• _Required action_
Please report every line of the listing below that has the word "just" in it.

• _Material for this exercise_
PR #595, opened 2026-01-30
Update FAQ with clarifications on Elixir vs Gleam

josevalim:
This is mostly for discussion, I am adding comments with more context.

### DIFF
--- a/documentation/frequently-asked-questions.djot
+++ b/documentation/frequently-asked-questions.djot
@@ -151,7 +151,8 @@ Here’s a non-exhaustive list of differences:
 - Elixir’s compiler is written in Erlang and Elixir, Gleam’s is written in Rust.
 - Gleam has a more traditional C family style syntax.
 - Elixir has a namespace for module functions and another for variables, Gleam
-  has one unified namespace (so there’s no special fun.()syntax).
+  has one unified namespace (there is no `fun.()` syntax in Gleam, but in Gleam
+  variable names can override function names).
 - Gleam standard library is distributed as Hex packages, which makes
   interoperability with other BEAM languages easier.
 - Elixir is a larger language, featuring numerous language features not present in Gleam.
@@ -164,18 +165,15 @@ Here’s a non-exhaustive list of differences:
 - Elixir has superior BEAM runtime integration, featuring accurate stack traces
   and full support for tools such as code coverage, profiling, and more.
   Gleam’s support is much weaker due to going via Erlang source.
-- Elixir and Gleam both use Erlang's OTP framework. Both have additional
-  modules for working with OTP, which provide APIs more in the style of each
-  respective language. Both common use Erlang's OTP APIs directly, but Elixir
-  can do so more conveniently and concisely due to having a less-strict type
-  system.
+- Elixir and Gleam both use Erlang's OTP framework. Elixir can use Erlang/OTP
+  modules directly and also includes its own abstractions (such as tasks).
+  Gleam provide APIs more in the style of each respective language.
 - Elixir currently has superior deployment tooling, including support for OTP
   releases and OTP umbrella applications.
 - Gleam’s editor tooling is superior due to having a more mature official
   language server, but Elixir has recently announced an official language
   server project which is in active development.
 - Elixir is more mature than Gleam and has a much larger ecosystem.
-- Gleam compiles faster than Elixir.
 
 Most importantly both are BEAM languages! I advise using whichever has the
 programming style you personally find most enjoyable and productive.
--- a/documentation/frequently-asked-questions.djot
+++ b/documentation/frequently-asked-questions.djot
@@ -152,7 +152,7 @@ Here’s a non-exhaustive list of differences:
 - Gleam has a more traditional C family style syntax.
 - Elixir has a namespace for module functions and another for variables, Gleam
   has one unified namespace (there is no `fun.()` syntax in Gleam, but in Gleam
-  variable names can override function names).
+  variable names can shadow function names).
 - Gleam standard library is distributed as Hex packages, which makes
   interoperability with other BEAM languages easier.
 - Elixir is a larger language, featuring numerous language features not present in Gleam.
--- a/documentation/frequently-asked-questions.djot
+++ b/documentation/frequently-asked-questions.djot
@@ -179,7 +179,7 @@ Here’s a non-exhaustive list of differences:
   server project which is in active development.
 - Elixir is more mature than Gleam and has a much larger ecosystem.
 - Gleam compiles faster than Elixir (measured by the time taken to
-  compiling a project with 100 single-function files in each language)
+  compiling a project with 100 single-function files in each language).
 
 Most importantly both are BEAM languages! I advise using whichever has the
 programming style you personally find most enjoyable and productive.
--- a/documentation/frequently-asked-questions.djot
+++ b/documentation/frequently-asked-questions.djot
@@ -165,9 +165,6 @@ Here’s a non-exhaustive list of differences:
 - Elixir has superior BEAM runtime integration, featuring accurate stack traces
   and full support for tools such as code coverage, profiling, and more.
   Gleam’s support is much weaker due to going via Erlang source.
-- Elixir documentation adheres to the official Erlang VM format,
-  which facilitates interoperability between documentation tooling.
-  Gleam does not store documentation metadata in source files.
 - Elixir interactive and remote shells support writing both Elixir
   and Erlang code. Gleam shells require writing Erlang code.
 - Elixir and Gleam both use Erlang's OTP framework. Elixir can use Erlang/OTP
--- a/documentation/frequently-asked-questions.djot
+++ b/documentation/frequently-asked-questions.djot
@@ -167,7 +167,7 @@ Here’s a non-exhaustive list of differences:
   Gleam’s support is much weaker due to going via Erlang source.
 - Elixir documentation adheres to the official Erlang VM format,
   which facilitates interoperability between documentation tooling.
-  Gleam does not store documentation metadata in source files
+  Gleam does not store documentation metadata in source files.
 - Elixir interactive and remote shells support writing both Elixir
   and Erlang code. Gleam shells require writing Erlang code.
 - Elixir and Gleam both use Erlang's OTP framework. Elixir can use Erlang/OTP
--- a/documentation/frequently-asked-questions.djot
+++ b/documentation/frequently-asked-questions.djot
@@ -165,6 +165,11 @@ Here’s a non-exhaustive list of differences:
 - Elixir has superior BEAM runtime integration, featuring accurate stack traces
   and full support for tools such as code coverage, profiling, and more.
   Gleam’s support is much weaker due to going via Erlang source.
+- Elixir documentation adheres to the official Erlang VM format,
+  which facilitates interoperability between documentation tooling.
+  Gleam does not store documentation metadata in source files
+- Elixir interactive and remote shells support writing both Elixir
+  and Erlang code. Gleam shells require writing Erlang code.
 - Elixir and Gleam both use Erlang's OTP framework. Elixir can use Erlang/OTP
   modules directly and also includes its own abstractions (such as tasks).
   Gleam provide APIs more in the style of each respective language.
--- a/documentation/frequently-asked-questions.djot
+++ b/documentation/frequently-asked-questions.djot
@@ -178,8 +178,6 @@ Here’s a non-exhaustive list of differences:
   language server, but Elixir has recently announced an official language
   server project which is in active development.
 - Elixir is more mature than Gleam and has a much larger ecosystem.
-- Gleam compiles faster than Elixir (measured by the time taken to
-  compiling a project with 100 single-function files in each language).
 
 Most importantly both are BEAM languages! I advise using whichever has the
 programming style you personally find most enjoyable and productive.
--- a/documentation/frequently-asked-questions.djot
+++ b/documentation/frequently-asked-questions.djot
@@ -167,15 +167,19 @@ Here’s a non-exhaustive list of differences:
   Gleam’s support is much weaker due to going via Erlang source.
 - Elixir interactive and remote shells support writing both Elixir
   and Erlang code. Gleam shells require writing Erlang code.
-- Elixir and Gleam both use Erlang's OTP framework. Elixir can use Erlang/OTP
-  modules directly and also includes its own abstractions (such as tasks).
-  Gleam provide APIs more in the style of each respective language.
+- Elixir and Gleam both use Erlang's OTP framework. Both languages can
+  use Erlang/OTP modules directly, though it is more ergonomic and
+  requires less boilerplate in Elixir. Both languages offer their own
+  additional abstractions, with Elixir providing new functionality
+  and Gleam providing type-safe interfaces.
 - Elixir currently has superior deployment tooling, including support for OTP
   releases and OTP umbrella applications.
 - Gleam’s editor tooling is superior due to having a more mature official
   language server, but Elixir has recently announced an official language
   server project which is in active development.
 - Elixir is more mature than Gleam and has a much larger ecosystem.
+- Gleam compiles faster than Elixir (measured by the time taken to
+  compiling a project with 100 single-function files in each language)
 
 Most importantly both are BEAM languages! I advise using whichever has the
 programming style you personally find most enjoyable and productive.


documentation/frequently-asked-questions.djot
```diff
@@ -151,7 +151,8 @@ Here’s a non-exhaustive list of differences:
 - Elixir’s compiler is written in Erlang and Elixir, Gleam’s is written in Rust.
 - Gleam has a more traditional C family style syntax.
 - Elixir has a namespace for module functions and another for variables, Gleam
-  has one unified namespace (so there’s no special fun.()syntax).
+  has one unified namespace (there is no `fun.()` syntax in Gleam, but in Gleam
+  variable names can override function names).
```
josevalim: The single namespace has two downsides, which were not listed:

1. It allows variable names to override function names (i.e. it introduces ambiguity)
2. It makes interoperability with Erlang harder (as it also two namespaces semantically)

So I decided to add one of the downsides. But I'd say this distinction is very minor, I'd nuke it.

documentation/frequently-asked-questions.djot
```diff
@@ -164,18 +165,15 @@ Here’s a non-exhaustive list of differences:
...
   and full support for tools such as code coverage, profiling, and more.
   Gleam’s support is much weaker due to going via Erlang source.
-- Elixir and Gleam both use Erlang's OTP framework. Both have additional
-  modules for working with OTP, which provide APIs more in the style of each
-  respective language. Both common use Erlang's OTP APIs directly, but Elixir
-  can do so more conveniently and concisely due to having a less-strict type
-  system.
+- Elixir and Gleam both use Erlang's OTP framework. Elixir can use Erlang/OTP
+  modules directly and also includes its own abstractions (such as tasks).
+  Gleam provide APIs more in the style of each respective language.
```
josevalim: I have rephrased the Elixir side of things. The Gleam side of things is now incomplete, but I don't feel competent to describe it. Help is appreciated.

documentation/frequently-asked-questions.djot
```diff
@@ -164,18 +165,15 @@ Here’s a non-exhaustive list of differences:
...
 - Elixir currently has superior deployment tooling, including support for OTP
   releases and OTP umbrella applications.
 - Gleam’s editor tooling is superior due to having a more mature official
   language server, but Elixir has recently announced an official language
   server project which is in active development.
 - Elixir is more mature than Gleam and has a much larger ecosystem.
-- Gleam compiles faster than Elixir.
```
josevalim, line 178: I removed this because I am not aware of any data to support this but perhaps you are aware of some? There is an argument that Gleam compiles faster, because the Gleam compiler emits Erlang source files, but I don't think that's an apples to apples comparison, because when you run a command such as `gleam test`, it would still require those files to be compiled into .beam files. A good test would be the time to compile and start an app that immediately shuts down.

documentation/frequently-asked-questions.djot
```diff
@@ -164,18 +165,15 @@ Here’s a non-exhaustive list of differences:
 - Elixir has superior BEAM runtime integration, featuring accurate stack traces
   and full support for tools such as code coverage, profiling, and more.
   Gleam’s support is much weaker due to going via Erlang source.
```
josevalim, line 167:
```suggestion
  Gleam’s support is much weaker due to going via Erlang source.
- Elixir documentation adheres to the official Erlang VM format,
  which facilitates interoperability between documentation tooling.
  Gleam does not store documentation metadata in source files
- Elixir interactive and remote shells support writing both Elixir
  and Erlang code. Gleam shells require writing Erlang code.
```

documentation/frequently-asked-questions.djot
```diff
@@ -164,18 +165,20 @@ Here’s a non-exhaustive list of differences:
...
-- Elixir and Gleam both use Erlang's OTP framework. Both have additional
-  modules for working with OTP, which provide APIs more in the style of each
-  respective language. Both common use Erlang's OTP APIs directly, but Elixir
-  can do so more conveniently and concisely due to having a less-strict type
-  system.
+- Elixir documentation adheres to the official Erlang VM format,
+  which facilitates interoperability between documentation tooling.
+  Gleam does not store documentation metadata in source files
```
```suggestion
  Gleam does not store documentation metadata in source files.
```

documentation/frequently-asked-questions.djot
```diff
@@ -164,18 +165,20 @@ Here’s a non-exhaustive list of differences:
...
   and full support for tools such as code coverage, profiling, and more.
   Gleam’s support is much weaker due to going via Erlang source.
-- Elixir and Gleam both use Erlang's OTP framework. Both have additional
-  modules for working with OTP, which provide APIs more in the style of each
-  respective language. Both common use Erlang's OTP APIs directly, but Elixir
-  can do so more conveniently and concisely due to having a less-strict type
-  system.
+- Elixir documentation adheres to the official Erlang VM format,
+  which facilitates interoperability between documentation tooling.
+  Gleam does not store documentation metadata in source files.
```
```suggestion
  Gleam does not store documentation metadata in source files.
```

You may want to add a "yet" here? Because now you could emit `-moduledoc(...)` and `-doc(...)` nodes, right?

documentation/frequently-asked-questions.djot
```diff
@@ -164,18 +165,20 @@ Here’s a non-exhaustive list of differences:
...
+- Elixir interactive and remote shells support writing both Elixir
+  and Erlang code. Gleam shells require writing Erlang code.
```
josevalim, line 169:
```suggestion
  and Erlang code. Gleam shells require writing Erlang (or JavaScript).
```

?

documentation/frequently-asked-questions.djot
josevalim: To give more context, an end to end compilation + test in Gleam is (I believe):

    boot up rust -> parse gleam -> write .erl -> boot up erlc -> parse .erl -> write .beam -> boot up erl -> start tests

And end to end compilation in Elixir is:

    boot up erlang -> parse elixir -> expand macros (may load a temporary .beam in memory) -> write .beam -> start tests

documentation/frequently-asked-questions.djot
giacomocavalieri: Hello Jose! Gleam already generates those `-moduledoc` and `-doc`, the feature was added back in February with the [v1.8.0 release](https://gleam.run/news/gleam-gets-rename-variable/#:~:text=Erlang%20documentation%20integration)

documentation/frequently-asked-questions.djot
lpil: Gleam doesn't have overriding, but it does have shadowing.

documentation/frequently-asked-questions.djot
lpil: This is the same for Gleam and for Elixir!

documentation/frequently-asked-questions.djot
josevalim:
```suggestion
  variable names can shadow function names).
```

documentation/frequently-asked-questions.djot
josevalim: I may be missing something, but you cannot use `gen_fsm` in Gleam directly, right? So in Gleam you need to add the typed interface on top?

documentation/frequently-asked-questions.djot
josevalim: Awesome job! I am removing this then!

```suggestion
```

documentation/frequently-asked-questions.djot
lpil: This is including the Erlang -> BEAM compilation too. Compiling Elixir is more challenging than compiling Gleam as Gleam is a simpler language, and Gleam's compiler performs faster than Elixir's due to using native code rather than the BEAM, so in like-for-like codebases Gleam consistently compiles faster.

Gleam also doesn't permit cycles between modules, so it has an easier job of avoiding slowdown in large codebases.

> I removed this because I am not aware of any data to support this but perhaps you are aware of some? 

I've measured! Historically I measured like-for-like, but in recent years I've only measured the diff between new and old versions of the same language to see how they have changed with each release.

If you have some newer data that shows things have changed then we can correct this to show the current state of play.

documentation/frequently-asked-questions.djot
lpil: We don't have any tooling for shells in JavaScript today, just the Erlang one.

documentation/frequently-asked-questions.djot
lpil: You can use any untyped API in Gleam, people just tend to use typed variants as they're nicer to work with.

documentation/frequently-asked-questions.djot
```diff
@@ -151,7 +151,8 @@ Here’s a non-exhaustive list of differences:
 - Elixir’s compiler is written in Erlang and Elixir, Gleam’s is written in Rust.
 - Gleam has a more traditional C family style syntax.
 - Elixir has a namespace for module functions and another for variables, Gleam
-  has one unified namespace (so there’s no special fun.()syntax).
+  has one unified namespace (there is no `fun.()` syntax in Gleam, but in Gleam
```
lpil, line 154: oops, thanks for fixing the syntax error here too

documentation/frequently-asked-questions.djot
josevalim: In order to be a bit more concrete, perhaps a suggestion is:

```suggestion
- Elixir and Gleam both use Erlang's OTP framework. Elixir can use Erlang/OTP
  modules directly and also includes its own abstractions (such as tasks).
  Gleam provides its own type-safe abstractions and requires declaring foreign
  function interfaces for existing Erlang/OTP modules.
```

But I am sure you have a better way to phrase the above. :)

lpil: Perhaps it would be good to say something like this:

> - Elixir and Gleam both use Erlang's OTP framework. Both languages can
>  use Erlang/OTP modules directly, though it is more ergonomic and
>  requires less boilerplate in Elixir. Both languages offer their own
>  additional abstractions, with Elixir providing new functionality
> and Gleam providing type-safe interfaces.

documentation/frequently-asked-questions.djot
josevalim: Ok, that gives me a reference point! I asked Claude to create two projects with 100 single-function files, ran `gleam test` vs `mix test` in each and I got 0.5s for Gleam, 0.7s for Elixir, so I am more than happy to add it back!

I will try to add a reference point, if that's ok.

documentation/frequently-asked-questions.djot
josevalim: This is excellent. Let me add that back in.

```suggestion
- Elixir and Gleam both use Erlang's OTP framework. Both languages can
  use Erlang/OTP modules directly, though it is more ergonomic and
  requires less boilerplate in Elixir. Both languages offer their own
  additional abstractions, with Elixir providing new functionality
  and Gleam providing type-safe interfaces.
```

documentation/frequently-asked-questions.djot
```diff
@@ -164,18 +165,17 @@ Here’s a non-exhaustive list of differences:
...
+  and Erlang code. Gleam shells require writing Erlang code.
+- Elixir and Gleam both use Erlang's OTP framework. Elixir can use Erlang/OTP
+  modules directly and also includes its own abstractions (such as tasks).
+  Gleam provide APIs more in the style of each respective language.
 - Elixir currently has superior deployment tooling, including support for OTP
   releases and OTP umbrella applications.
 - Gleam’s editor tooling is superior due to having a more mature official
   language server, but Elixir has recently announced an official language
   server project which is in active development.
 - Elixir is more mature than Gleam and has a much larger ecosystem.
```
josevalim, line 180:
```suggestion
- Elixir is more mature than Gleam and has a much larger ecosystem.
- Gleam compiles faster than Elixir (measured by the time taken to
  compiling a project with 100 single-function files in each language)
```

I add some context some anyone can come, run the experiments, and validate the results (and to avoid people like me who would be like "what is the data/reference?!" :P).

• _Output_
lpil: We don't have any tooling for shells in JavaScript today, just the Erlang one.
lpil: You can use any untyped API in Gleam, people just tend to use typed variants as they're nicer to work with.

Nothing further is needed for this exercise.